Problem description |
Searching the material below, find each line that includes the word "into", and copy it.

Data for analysis |
* * *

Issue #1135, opened 2018-11-22
nl_pad is private and is required to be initialized for sockaddr_nl


WillYee:
https://github.com/rust-lang/libc/blob/5b403753da9ec8ff501adf34cb6d63b319b4a3ae/src/unix/uclibc/mod.rs#L82

I was able to fix this buy marking nl_pad as pub

gnzlbg:
PR welcome :)

gnzlbg:
FWIW you don't need to access `nl_pad` to initialize the struct, e.g., you can use `MaybeUninit<sockaddr_nl>::zeroed()` to zero the struct, and then only initialize the relevant fields.

gnzlbg:
Alternatively, you can use `let x: sockaddr_nl = unsafe { mem::zeroed() };` on stable Rust, although if you can use nightly `MaybeUninit` is preferable.

PR #1137, opened 2018-11-22
Marking nl_pad as public so we can construct sockaddr_nl

WillYee:
Addressing issue 1135

https://github.com/rust-lang/libc/issues/1135

### DIFF
--- a/src/fuchsia/mod.rs
+++ b/src/fuchsia/mod.rs
@@ -384,7 +384,7 @@ s! {
 
     pub struct sockaddr_nl {
         pub nl_family: ::sa_family_t,
-        nl_pad: ::c_ushort,
+        pub nl_pad: ::c_ushort,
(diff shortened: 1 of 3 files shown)


gnzlbg:
I suppose that `nl_pad` are padding bits required for the ABIs to match. I wonder if one shouldn't be using here`repr(align)`, `repr(packed)`, etc. instead. @alexcrichton ?

alexcrichton:
`repr(align)` is fine to use yeah, `repr(packed)` I believe is still feature gated

gnzlbg:
Any progress here? @WillYee please use `repr(align)`/`repr(packed)`/etc. to remove the padding field instead of making it public.

gnzlbg:
I'm closing this, since it is intended for this to be an internal implementation detail. See #1135 for how to initialize these structs.

PR #2035, opened 2021-01-16
openbsd: make WIFCONTINUED() safe

### LINKED ISSUE #2001: WIFCONTINUED is unsafe on OpenBSD
For no apparent reason.

semarie:
it seems it was a missed part of #1891

Found it because rustc -nightly started to use `libc::WIFCONTINUED()` recently in a safe context and the build fail to build on OpenBSD.

Fixes #2001


JohnTitor (approved):
Thanks for catching this!

PR #2039, opened 2021-01-20
Add support for the ILP32 variant of AArch64

Amanieu:
This also fixes mutex initializers on big-endian AArch64.


JohnTitor (approved):
LGTM, this contains some breaking changes but I assume they currently doesn't work correctly.

Amanieu:
Failures seem to be unrelated to this PR.

PR #2042, opened 2021-01-22
Add port_notify struct for illumos and Solaris

pfmooney:
This adds a missing struct for configuring event ports notifications.  The `libc-test` suite passes on illumos (OmniOSCE) and is assumed to pass on Solaris, given that the interface has been present since Oracle forked from OpenSolaris.

### DIFF
--- a/src/unix/solarish/mod.rs
+++ b/src/unix/solarish/mod.rs
@@ -364,6 +364,11 @@ s! {
         pub portev_user: *mut ::c_void,
     }
 
+    pub struct port_notify {
+        pub portnfy_port: ::c_int,
+        pub portnfy_user: *mut ::c_void,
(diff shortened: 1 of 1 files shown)


JohnTitor (approved):
LGTM

> The libc-test suite passes on illumos (OmniOSCE) and is assumed to pass on Solaris, given that the interface has been present since Oracle forked from OpenSolaris.

👍, thanks for clarifying!

pfmooney:
> LGTM
> 
> > The libc-test suite passes on illumos (OmniOSCE) and is assumed to pass on Solaris, given that the interface has been present since Oracle forked from OpenSolaris.
> 
> +1, thanks for clarifying!

Thank you!

PR #2044, opened 2021-01-26
Fix CI on `i686-unknown-linux-musl`

JohnTitor:
I suspect `focal-20210119` breaks the build, uses an older image to fix the `Could not configure 'libc6:i386'` failure.


Amanieu:
I believe ubuntu has dropped 32-bit x86 support.

JohnTitor:
Hm then some other i686 targets may fail as well, let's check...

PR #2048, opened 2021-01-28
ci/semver.sh: Pass --locked when installing semverver

joshtriplett:
We don't, in general, want our CI to be the testbed for building
semverver with newer versions of its dependencies. Pass --locked to use
the checked-in Cargo.lock instead.

This works around https://github.com/rust-lang/cargo/issues/9101 .


joshtriplett:
Failure looks spurious.

@bors retry

PR #2051, opened 2021-01-29
Add aio_readv and aio_writev

asomers:
They are new in FreeBSD 13.

While I'm here, refactor freebsd to add a new FreeBSD 13 module.


asomers:
cc @gnzlbg and @pizzamig .

PR #2066, opened 2021-02-11
Linux: Add `preadv2` and `pwritev2` and associated constants

wmanley:
These functions are the same as `preadv` and `pwritev` but have a flags
parameter.  `preadv2()` and `pwritev2()` first appeared in Linux 4.6.
Library support was added in glibc 2.26.

See the definition of the constants in [linux/fs.h](https://github.com/torvalds/linux/blob/fcadab740480e0e0e9fa9bd272acd409884d431a/tools/include/uapi/linux/fs.h#L288-L301).

### DIFF
--- a/src/unix/linux_like/linux/gnu/mod.rs
+++ b/src/unix/linux_like/linux/gnu/mod.rs
@@ -860,6 +860,15 @@ pub const EPOLLWAKEUP: ::c_int = 0x20000000;
 pub const SEEK_DATA: ::c_int = 3;
 pub const SEEK_HOLE: ::c_int = 4;
 
+// linux/fs.h
+
+// Flags for preadv2/pwritev2
+pub const RWF_HIPRI: ::c_int = 0x00000001;
+pub const RWF_DSYNC: ::c_int = 0x00000002;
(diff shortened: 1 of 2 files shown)


JohnTitor (approved):
Looks good, thanks!

JohnTitor:
Hmm, I think the failure is due to our musl libc version (v1.1.24), the recent version should have them, right?

wmanley:
> Hmm, I think the failure is due to our musl libc version (v1.1.24), the recent musl should have them, right?

Looks like musl doesn't have `preadv2` at all. I suspect the same is true for bionic.  I've moved the existing `preadv2` and `pwritev2` into gnu.

I've also got a fallback generic implementation using `syscall(SYS_preadv2, ...)`, but I'll raise that as a separate PR once this one's gone in as I imagine it will require more discussion.

JohnTitor:
Okay, thanks! Let's give it another try.
@bors r+

JohnTitor:
Ah, consts should be also moved.

wmanley:
Ok, I've moved the consts too now.

PR #2069, opened 2021-02-12
Add memfd_create to linux and android

jwellhofer:
Android only added the wrapper in API level 30, i.e. Android 11. Should this have libc::syscall implementation for android ?

### DIFF
--- a/src/unix/linux_like/linux/mod.rs
+++ b/src/unix/linux_like/linux/mod.rs
@@ -3914,6 +3914,8 @@ extern "C" {
         needlelen: ::size_t,
     ) -> *mut ::c_void;
     pub fn sched_getcpu() -> ::c_int;
+
+    pub fn memfd_create(name: *const ::c_char, flags: ::c_uint) -> ::c_int;
 }
 
 cfg_if! {


Amanieu:
I'm personally in favor of just exposing everything and letting the user deal with linker errors if their toolchain is too old. The only limitation is whether our CI accepts it.

Amanieu:
Maybe try upgrading the Android NDK in the CI scripts?

jwellhofer:
I tried to figure out the CI and get it to use Android API level 30, but couldn't figure out how to fiddle linker/linker64 out of the new sdk emulator image. 
I gave up and just added a syscall implementation for android.

Amanieu:
I'm not sure how I feel about this. Traditionally libc only contains bindings to existing functions rather than actual implementations.

Maybe just drop the Android part for now? Or is Android support something that you actually need?

jwellhofer:
I've found a way to get the newer android binaries, but it'll take me a while to figure out how to update the CI. Once i've got the CI working, i'll make a PR for that. I'll come back here when that is done.

Ralith:
Could we proceed with just the Linux version in the mean time? e.g. https://github.com/tokio-rs/tracing/issues/1698 calls for it.

jwellhofer:
Updating the android CI was such a pain that i gave up and just used a patched rust-libc.
I've put the linux only into the PR branch. Couldn't run the tests on my machine though because of some sockaddr_vm padding size mismatches. Hopefully it'll work on here.

Ralith:
Thanks!

PR #2070, opened 2021-02-13
Haiku: use raw pointers instead of references in convenience functions

nielx:
The Haiku API has some convenience macros to make it easier to call certain
functions. In the libc implementation, these are implemented as unsafe
functions. The previous choice was to take certain pointer parameters as
references, and do the conversion to raw pointers when the actual external
function was called.

However, this causes issues with the image_info struct, which needs to be
initialized in Rust, before a native API call is used to enter data. Since
part of this structure consists of function pointers, mem::zeroed() cannot be
used, since in Rust function pointers cannot be NULL. Thus one needs to use the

* * *

Completed exercise |
Looks like musl doesn't have `preadv2` at all. I suspect the same is true for bionic.  I've moved the existing `preadv2` and `pwritev2` into gnu.
I've put the linux only into the PR branch. Couldn't run the tests on my machine though because of some sockaddr_vm padding size mismatches. Hopefully it'll work on here.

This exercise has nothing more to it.